Top of DATA FOR REVIEW

Issue #286, opened 2020-10-18
Unify Errors


jtescher:
Currently the metrics module uses a `MetricsError` type while the trace module was created before the spec allowed for error results and therefore does not have any result types. Exporters are using variations of `std::error::Error`. We should consider introducing an `opentelemetry::Error` type and update the exporters to use it. `global::handle_error` should also accept this type, and the tracing module should call this function internally instead of dropping errors.

cpcloud:
Would it be appropriate to use `thiserror` library-wide?

jtescher:
@cpcloud yeah I think that probably makes the most sense

jtescher:
@cpcloud it could also be useful to re-evalutate the proper level of granularity, i.e. as a consumer of these APIs, what level of error information is worth responding to? Could for example go down to effectively two enum values, `Trace` and `Metrics`, and have data within those be opaque, or have some categories within those like an initialization error vs a runtime error, etc

cpcloud:
The way I would want to handle errors from this library (and related workspace crates) is:

1. `opentelemetry::Error` enum with as-specific-as-possible variants for all errors that are not specific to a framework (what are effectively the workspace crates)
1. `<workspace crate>::Error` enum with as-specific-as-possible variants for all errors pertaining to the particular framework (e.g., `opentelemetry_jaeger::Error`, etc)

That way, I can easily choose (as long as my crate is using `thiserror`!) to propagate errors up, or handle specific variants.

jtescher:
I'd be happy to review a PR to that effect, are there good example crates that define errors well with respect to granularity that you've found?

jtescher:
https://github.com/open-telemetry/opentelemetry-rust/issues/263 would likely be a part of this

danburkert:
Perhaps at the risk of piling on here, I'm finding `opentelemetry-jaeger` to be difficult to work with because the error type it returns `Box<dyn std::error::Error + ...>` doesn't impl `std::error::Error`.  If this isn't clear, see this compile failure: https://play.rust-lang.org/?version=stable&mode=debug&edition=2018&gist=f14fe95aeec58829b465ddad594f1e41

frigus02:
[...]

PR #371, opened 2020-11-26
Revisit error handling in trace

TommyCpp:
#### Current approaches
Currently, most of the errors in `trace` have been returned via `Box<dyn std::error::Error + Send + Sync + 'static>`. This approach gives users good flexibility to return basically any errors. But it totally depends on user to return meaningful messages in errors to help end user to understand the issue. 

#### Proposed approaches
As discussed in #286, we decided to use `thiserror` library wide to allow multiple level of errors throughout the whole process to send span. 

1. We define a `TraceError` enum to represent any possible errors from `trace` module. It provides some predefined variantion, and we should add more variantions as needed. It also provides two generic variantions `Other` and `Boxed`. `Other` could hold any string and `Boxed` could hold any `Box<dyn std::error::Error + Send + Sync + 'static>`. It allows the user to adapt their currently implementation easily. 

2. We define a `ExporterError` trait, which contains one method to return the name of the exporter. Exporter implementations are engouraged to define their own Error type and implement ExporterError. This allow any exporter implementations to pass their custom errors back to SDK. This should also help narrow down which exporter causes the error when errors being returned.

3. Change function signature to return `TraceError` or `ExporterError` when possible. And use global error handler to handle the rest of errors

### DIFF
--- a/opentelemetry-jaeger/src/lib.rs
+++ b/opentelemetry-jaeger/src/lib.rs
@@ -165,17 +165,17 @@
 //! supported compiler version is not considered a semver breaking change as
 //! long as doing so complies with this policy.
 #![warn(
-future_incompatible,
-missing_debug_implementations,
-missing_docs,
-nonstandard_style,
-rust_2018_idioms,
-unreachable_pub,
-unused
+    future_incompatible,
+    missing_debug_implementations,
+    missing_docs,
+    nonstandard_style,
+    rust_2018_idioms,
+    unreachable_pub,
+    unused
 )]
 #![cfg_attr(docsrs, feature(doc_cfg), deny(broken_intra_doc_links))]
 #![doc(
-html_logo_url = "https://raw.githubusercontent.com/open-telemetry/opentelemetry-rust/master/assets/logo.svg"
+    html_logo_url = "https://raw.githubusercontent.com/open-telemetry/opentelemetry-rust/master/assets/logo.svg"
 )]
 #![cfg_attr(test, deny(warnings))]
 
@@ -194,6 +194,7 @@ use agent::AgentAsyncClientUDP;
 use async_trait::async_trait;
 #[cfg(feature = "collector_client")]
 use collector::CollectorAsyncClientHttp;
+use opentelemetry::exporter::trace::ExportError;
 use opentelemetry::{
     exporter::trace,
     global, sdk,
@@ -205,7 +206,6 @@ use std::{
     time::{Duration, SystemTime},
 };
 use uploader::BatchUploader;
-use opentelemetry::exporter::trace::ExportError;
 
 /// Default service name if no service is configured.
 const DEFAULT_SERVICE_NAME: &str = "OpenTelemetry";
@@ -357,8 +357,8 @@ impl PipelineBuilder {
     #[cfg(feature = "collector_client")]
     #[cfg_attr(docsrs, doc(cfg(feature = "collector_client")))]
     pub fn with_collector_endpoint<T>(self, collector_endpoint: T) -> Self
-        where
-            http::Uri: core::convert::TryFrom<T>,
+    where
+        http::Uri: core::convert::TryFrom<T>,
     {
         PipelineBuilder {
             collector_endpoint: core::convert::TryFrom::try_from(collector_endpoint).ok(),
@@ -393,7 +393,7 @@ impl PipelineBuilder {
     }
 
     /// Assign the process service tags.
-    pub fn with_tags<T: IntoIterator<Item=KeyValue>>(mut self, tags: T) -> Self {
+    pub fn with_tags<T: IntoIterator<Item = KeyValue>>(mut self, tags: T) -> Self {
         self.process.tags = tags.into_iter().collect();
         self
     }
@@ -409,7 +409,8 @@ impl PipelineBuilder {
     /// Install a Jaeger pipeline with the recommended defaults.
     pub fn install(
         self,
-    ) -> Result<(sdk::trace::Tracer, Uninstall), Box<dyn std::error::Error + Send + Sync + 'static>> {
+    ) -> Result<(sdk::trace::Tracer, Uninstall), Box<dyn std::error::Error + Send + Sync + 'static>>
+    {
         let tracer_provider = self.build()?;
         let tracer =
             tracer_provider.get_tracer("opentelemetry-jaeger", Some(env!("CARGO_PKG_VERSION")));
@@ -422,7 +423,8 @@ impl PipelineBuilder {
     /// Build a configured `sdk::trace::TracerProvider` with the recommended defaults.
     pub fn build(
         mut self,
-    ) -> Result<sdk::trace::TracerProvider, Box<dyn std::error::Error + Send + Sync + 'static>> {
+    ) -> Result<sdk::trace::TracerProvider, Box<dyn std::error::Error + Send + Sync + 'static>>
+    {
         let config = self.config.take();
         let exporter = self.init_exporter()?;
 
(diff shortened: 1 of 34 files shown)


opentelemetry/src/api/trace/mod.rs
```diff
@@ -138,12 +139,50 @@ pub use self::{
...
+    #[error("Exporting failed with {0}")]
+    ExportFailed(Box<dyn ExportError>),
+
+    /// Export failed to finish after certain period and processor stopped the export.
+    #[error("Exporting timed out after {} seconds", .0.as_secs())]
+    ExportTimedOut(time::Duration),
+
+    /// Other errors propagated from trace SDK that weren't covered above
+    #[error(transparent)]
+    Boxed(#[from] Box<dyn std::error::Error + Send + Sync + 'static>),
```
jtescher, line 166: Could we combine this with `Other`? could look at `std::io::Error` or other crates to see best way of having catchall error type

opentelemetry/src/exporter/trace/mod.rs
```diff
@@ -10,28 +11,25 @@ use http::Request;
...
-/// Timed out when exporting spans to remote
-#[derive(Debug, Default)]
-pub struct ExportTimedOutError {}
+pub type ExportResult = Result<(), TraceError>;
 
-impl Display for ExportTimedOutError {
-    fn fmt(&self, f: &mut std::fmt::Formatter<'_>) -> std::fmt::Result {
-        f.write_str("export timed out")
+/// Marker trait for errors returned by exporters
+pub trait ExportError: std::error::Error + Send + Sync + 'static {
```
jtescher, line 26: I wonder if this should be moved to the parent module, i.e. should metrics / trace / log export errors be basically the same, or do they all need different export errors?

opentelemetry/src/exporter/trace/mod.rs
```diff
@@ -10,28 +11,25 @@ use http::Request;
...
+    /// The name of exporter that returned this error
+    fn exporter_name(&self) -> &'static str {
```
jtescher, line 28: Is there a reason that this has a default impl? are there unnamed exporters?

opentelemetry/src/exporter/trace/mod.rs
```diff
@@ -81,6 +79,65 @@ pub trait HttpClient: Debug + Send + Sync {
     async fn send(&self, request: Request<Vec<u8>>) -> ExportResult;
 }
 
+/// Error when sending http requests visa HttpClient implementation
+#[cfg(feature = "http")]
+#[cfg_attr(docsrs, doc(cfg(feature = "http")))]
+#[derive(Debug)]
+pub enum HttpClientError {
```
jtescher, line 86: Enum seems a bit awkward here as it is for 3rd party errors.

opentelemetry/src/exporter/trace/stdout.rs
```diff
@@ -130,16 +131,44 @@ where
...
-/// Uninstalls the stdout pipeline on drop.
+/// Uninstalls the stdout pipeline on dropping.
 #[derive(Debug)]
 pub struct Uninstall(global::TracerProviderGuard);
+
+/// Stdout exporter's error
+#[derive(Debug)]
+struct Error(std::io::Error);
+
+impl Display for Error {
```
jtescher, line 156: could likely use thiserror to remove all these impls too

jtescher (commented):
Nice start, couple of thoughts as the draft progresses

opentelemetry/src/exporter/trace/mod.rs
TommyCpp: It's more for the http client error from our HttpClient implementation, which is most like not realted to exporter itself. It's also difficult to get expoter name from httpclient.

opentelemetry-jaeger/src/lib.rs
```diff
@@ -431,7 +430,8 @@ impl PipelineBuilder {
     /// Build a configured `sdk::trace::TracerProvider` with the recommended defaults.
     pub fn build(
         mut self,
-    ) -> Result<sdk::trace::TracerProvider, Box<dyn Error + Send + Sync + 'static>> {
+    ) -> Result<sdk::trace::TracerProvider, Box<dyn std::error::Error + Send + Sync + 'static>>
```
jtescher, line 433: These could be `TraceError` too right? Would be nice to get the box dyn errors out of the api where possible

opentelemetry/src/sdk/trace/span_processor.rs
```diff
@@ -294,11 +292,13 @@ impl BatchSpanProcessor {
                                     &delay,
                                     batch,
                                 )
-                                .await,
+                                    .await,
```
jtescher, line 295: I think these moves are unintentional, doesn't seem like cargo fmt is working on this part? odd.

jtescher (commented):
Looking good! only a couple of small comments, also looks like the msrv tests are now broken by an async std dependency, maybe we could feature flag those tests so they only run if async-std feature is used?

jtescher:
Or maybe just remove async-std form msrv job in https://github.com/open-telemetry/opentelemetry-rust/blob/ac8e4e580a1c2403007fa1cab9767feaa30a4857/.github/workflows/ci.yml#L55 if that fixes it

opentelemetry-jaeger/src/lib.rs
```diff
@@ -447,7 +444,9 @@ impl PipelineBuilder {
     /// Initialize a new exporter.
     ///
     /// This is useful if you are manually constructing a pipeline.
-    pub fn init_exporter(self) -> Result<Exporter, Box<dyn Error + Send + Sync + 'static>> {
+    pub fn init_exporter(
+        self,
+    ) -> Result<Exporter, Box<dyn std::error::Error + Send + Sync + 'static>> {
```
jtescher, line 449: sorry can probably update this error as well

jtescher: hard to catch them all when reviewing 😬

TommyCpp: 😝 Sorry I should have caught those. It's just too many std errors there. Hard to find out all of them. I _think_ I get them all in zillion and jaeger this time. Let me know if I missed some

jtescher (approved):
small nits left but looking good, ready whenever out of draft state

opentelemetry/src/sdk/trace/span_processor.rs
jtescher: Couple more of these left, I wonder why cargo fmt doesn't rewrite these..

opentelemetry/Cargo.toml
```diff
@@ -22,6 +22,7 @@ rustdoc-args = ["--cfg", "docsrs"]
 
 [dependencies]
 async-std = { version = "1.6", features = ["unstable"], default-features = false, optional = true }
+async-io = { version = "~1.2.0", optional = true }
```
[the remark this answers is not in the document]
TommyCpp: I tried to remove `async-std` but it didn't seem to resolve the problem. Could add some comments on this dependency to explain thing a little bit.

opentelemetry/src/sdk/trace/span_processor.rs
TommyCpp: I think I got all of them. It's stange that `cargo fmt` didn't correct those.

opentelemetry/Cargo.toml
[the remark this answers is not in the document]
jtescher: `$ cargo +1.42.0 test  --manifest-path=opentelemetry/Cargo.toml --features trace,metrics,serialize,tokio,serde,http,tonic,reqwest` works for me if I remove the `async-std` feature from the msrv ci yaml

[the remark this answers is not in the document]
TommyCpp: Try delete `Cargo.lock` maybe? Sometime it cached the 1.2.0 version of async-io, which works with Rust 1.42.0.
I tried to delete the async-std feature in [this commit](https://github.com/open-telemetry/opentelemetry-rust/pull/371/commits/118044481268bd7124a4213b6fdef7f727d06ab7) and the CI still managed to compile a 1.3.0 version of async-io.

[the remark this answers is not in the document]
jtescher: ah right, you have to add  `#[cfg(feature = "async-std")]` to the async-std specific tests in `span_processor.rs` and remove `async-std` from the dev dependencies as well. Then it should work without this.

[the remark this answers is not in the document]
TommyCpp: :+1: Updated. But according to MSRV policy in README. We might consider upgrade msrv to 1.43. I think this should be done via a separate PR for document purpose.

jtescher (approved):
Looks good!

Bottom of DATA FOR REVIEW

== YOUR ASSIGNMENT ==
All lines above that include the word "logo" must be copied into the answer.

== RESPONSE AREA ==
-html_logo_url = "https://raw.githubusercontent.com/open-telemetry/opentelemetry-rust/master/assets/logo.svg"
+    html_logo_url = "https://raw.githubusercontent.com/open-telemetry/opentelemetry-rust/master/assets/logo.svg"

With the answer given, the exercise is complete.